Si tratta di un pregevole esempio del Rinascimento di primo Cinquecento su progetto bramantesco, con interventi di Giuliano da Sangallo il Giovane ed altri artisti contemporanei; ma la serena purezza delle monumentali forme, sia nel portico a piano terra che nel loggiato superiore, indicano in particolare l’impronta prepotente del genio di Bramante.

Nel XVIII secolo Luigi Vanvitelli aggiunse il braccio che guarda la facciata della Basilica.
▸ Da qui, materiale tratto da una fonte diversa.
PR #104, opened 2024-10-18
Lombok use of `val`

newtork:
- [x] core

* Generated code does not apply

### DIFF
--- a/core/src/test/java/com/sap/ai/sdk/core/client/DeploymentUnitTest.java
+++ b/core/src/test/java/com/sap/ai/sdk/core/client/DeploymentUnitTest.java
@@ -14,23 +14,17 @@ import static org.assertj.core.api.Assertions.assertThat;
 
 import com.sap.ai.sdk.core.client.model.AiDeployment;
 import com.sap.ai.sdk.core.client.model.AiDeploymentBulkModificationRequest;
-import com.sap.ai.sdk.core.client.model.AiDeploymentBulkModificationResponse;
 import com.sap.ai.sdk.core.client.model.AiDeploymentCreationRequest;
-import com.sap.ai.sdk.core.client.model.AiDeploymentCreationResponse;
-import com.sap.ai.sdk.core.client.model.AiDeploymentDeletionResponse;
-import com.sap.ai.sdk.core.client.model.AiDeploymentList;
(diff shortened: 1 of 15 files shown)


core/src/test/java/com/sap/ai/sdk/core/client/DeploymentUnitTest.java
```diff
@@ -14,23 +14,17 @@
...
-import com.sap.ai.sdk.core.client.model.AiDeploymentList;
 import com.sap.ai.sdk.core.client.model.AiDeploymentModificationRequest;
 import com.sap.ai.sdk.core.client.model.AiDeploymentModificationRequestWithIdentifier;
-import com.sap.ai.sdk.core.client.model.AiDeploymentModificationResponse;
-import com.sap.ai.sdk.core.client.model.AiDeploymentModificationResponseListInner;
 import com.sap.ai.sdk.core.client.model.AiDeploymentResponseWithDetails;
 import com.sap.ai.sdk.core.client.model.AiDeploymentStatus;
 import com.sap.ai.sdk.core.client.model.AiDeploymentTargetStatus;
 import com.sap.ai.sdk.core.client.model.AiExecutionStatus;
-import com.sap.ai.sdk.core.client.model.RTALogCommonResponse;
```
CharlesDuboisSAP, line 30: The explicit class names were an implicit test for breaking changes

newtork: Changes to class names result in *changes of file names*. This would be a better indicator for git-diff hopefully.

According to your logic, it would be best to have a Java file with **all** possible imports(?)

newtork:
Unfortunately PMD reports false-positvie.
[The issue was raised already in June, this year](https://github.com/pmd/pmd/issues/5079).

core/src/test/java/com/sap/ai/sdk/core/client/DeploymentUnitTest.java
MatKuhr: The problem with the git diff is that it's invisible between thousand of other changed files when re-generating. So I get the point, there is at least some usefulness to having compile checks.

On the other hand we can't guarantee api stability on the generated code, so it's also not critical. No strong opinion.

MatKuhr (approved):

Il palazzo doveva svilupparsi ancora con un altro braccio, a chiudere la piazza come une grande corte; ma quando si arrivò a quel punto, ormai era tardi.

Invano Urbano VIII nel 1643 tentò di far espropriare le case site sull’area da occupare. E non se ne fece più niente. Dal 1936 tutto il pianterreno ed i seminterrati sono par servizio dei "treni bianchi" per la sosta e la refezione dei pellegrini infermi.

Nei locali più prossimi alla basilica c’è la sede della Congregazione della Santa Casa, benemerita istituzione che da oltre cento anni si prodiga per diffondere e ravvivare la devozione alla Madonna di Loreto.

Nei piani superiori è ospitato il Museo del Tesoro della Santa Casa.